> [Work instruction] Could you reproduce every record below exactly as written?

> [Records for this task]
►
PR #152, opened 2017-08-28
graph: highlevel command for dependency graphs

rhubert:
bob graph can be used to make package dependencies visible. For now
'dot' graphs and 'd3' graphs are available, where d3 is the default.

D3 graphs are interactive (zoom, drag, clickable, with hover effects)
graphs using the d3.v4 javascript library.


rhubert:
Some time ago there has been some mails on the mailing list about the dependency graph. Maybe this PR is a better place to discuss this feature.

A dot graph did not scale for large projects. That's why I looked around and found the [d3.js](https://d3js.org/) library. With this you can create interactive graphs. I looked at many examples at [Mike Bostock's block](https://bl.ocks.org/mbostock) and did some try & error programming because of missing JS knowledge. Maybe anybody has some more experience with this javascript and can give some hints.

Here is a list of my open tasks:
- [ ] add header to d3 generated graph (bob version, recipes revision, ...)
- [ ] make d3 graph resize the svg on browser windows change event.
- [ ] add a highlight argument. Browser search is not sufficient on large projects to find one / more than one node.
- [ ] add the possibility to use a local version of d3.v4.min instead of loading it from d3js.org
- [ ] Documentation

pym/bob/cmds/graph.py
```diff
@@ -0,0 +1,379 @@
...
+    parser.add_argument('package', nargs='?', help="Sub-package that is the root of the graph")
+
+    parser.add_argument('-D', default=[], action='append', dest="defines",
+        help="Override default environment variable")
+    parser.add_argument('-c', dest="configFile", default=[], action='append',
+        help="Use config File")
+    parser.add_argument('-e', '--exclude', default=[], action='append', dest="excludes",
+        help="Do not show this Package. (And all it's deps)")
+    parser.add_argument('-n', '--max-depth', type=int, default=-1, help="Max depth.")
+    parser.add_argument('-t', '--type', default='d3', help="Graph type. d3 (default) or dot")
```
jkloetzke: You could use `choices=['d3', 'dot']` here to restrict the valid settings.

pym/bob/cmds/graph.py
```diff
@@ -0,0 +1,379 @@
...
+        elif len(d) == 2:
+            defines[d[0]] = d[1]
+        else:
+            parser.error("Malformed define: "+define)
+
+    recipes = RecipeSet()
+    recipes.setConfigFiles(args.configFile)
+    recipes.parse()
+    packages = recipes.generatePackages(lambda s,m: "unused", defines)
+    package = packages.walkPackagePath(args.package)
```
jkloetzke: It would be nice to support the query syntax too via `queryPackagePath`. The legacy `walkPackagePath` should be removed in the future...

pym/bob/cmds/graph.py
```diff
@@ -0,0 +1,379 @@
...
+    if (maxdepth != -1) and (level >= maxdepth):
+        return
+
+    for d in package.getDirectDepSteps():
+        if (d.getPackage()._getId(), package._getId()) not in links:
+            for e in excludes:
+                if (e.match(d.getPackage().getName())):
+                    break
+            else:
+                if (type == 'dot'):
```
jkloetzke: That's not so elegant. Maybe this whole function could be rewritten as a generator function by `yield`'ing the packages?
◄
> [Solved problem]
PR #152, opened 2017-08-28
graph: highlevel command for dependency graphs

rhubert:
bob graph can be used to make package dependencies visible. For now
'dot' graphs and 'd3' graphs are available, where d3 is the default.

D3 graphs are interactive (zoom, drag, clickable, with hover effects)
graphs using the d3.v4 javascript library.


rhubert:
Some time ago there has been some mails on the mailing list about the dependency graph. Maybe this PR is a better place to discuss this feature.

A dot graph did not scale for large projects. That's why I looked around and found the [d3.js](https://d3js.org/) library. With this you can create interactive graphs. I looked at many examples at [Mike Bostock's block](https://bl.ocks.org/mbostock) and did some try & error programming because of missing JS knowledge. Maybe anybody has some more experience with this javascript and can give some hints.

Here is a list of my open tasks:
- [ ] add header to d3 generated graph (bob version, recipes revision, ...)
- [ ] make d3 graph resize the svg on browser windows change event.
- [ ] add a highlight argument. Browser search is not sufficient on large projects to find one / more than one node.
- [ ] add the possibility to use a local version of d3.v4.min instead of loading it from d3js.org
- [ ] Documentation

pym/bob/cmds/graph.py
```diff
@@ -0,0 +1,379 @@
...
+    parser.add_argument('package', nargs='?', help="Sub-package that is the root of the graph")
+
+    parser.add_argument('-D', default=[], action='append', dest="defines",
+        help="Override default environment variable")
+    parser.add_argument('-c', dest="configFile", default=[], action='append',
+        help="Use config File")
+    parser.add_argument('-e', '--exclude', default=[], action='append', dest="excludes",
+        help="Do not show this Package. (And all it's deps)")
+    parser.add_argument('-n', '--max-depth', type=int, default=-1, help="Max depth.")
+    parser.add_argument('-t', '--type', default='d3', help="Graph type. d3 (default) or dot")
```
jkloetzke: You could use `choices=['d3', 'dot']` here to restrict the valid settings.

pym/bob/cmds/graph.py
```diff
@@ -0,0 +1,379 @@
...
+        elif len(d) == 2:
+            defines[d[0]] = d[1]
+        else:
+            parser.error("Malformed define: "+define)
+
+    recipes = RecipeSet()
+    recipes.setConfigFiles(args.configFile)
+    recipes.parse()
+    packages = recipes.generatePackages(lambda s,m: "unused", defines)
+    package = packages.walkPackagePath(args.package)
```
jkloetzke: It would be nice to support the query syntax too via `queryPackagePath`. The legacy `walkPackagePath` should be removed in the future...

pym/bob/cmds/graph.py
```diff
@@ -0,0 +1,379 @@
...
+    if (maxdepth != -1) and (level >= maxdepth):
+        return
+
+    for d in package.getDirectDepSteps():
+        if (d.getPackage()._getId(), package._getId()) not in links:
+            for e in excludes:
+                if (e.match(d.getPackage().getName())):
+                    break
+            else:
+                if (type == 'dot'):
```
jkloetzke: That's not so elegant. Maybe this whole function could be rewritten as a generator function by `yield`'ing the packages?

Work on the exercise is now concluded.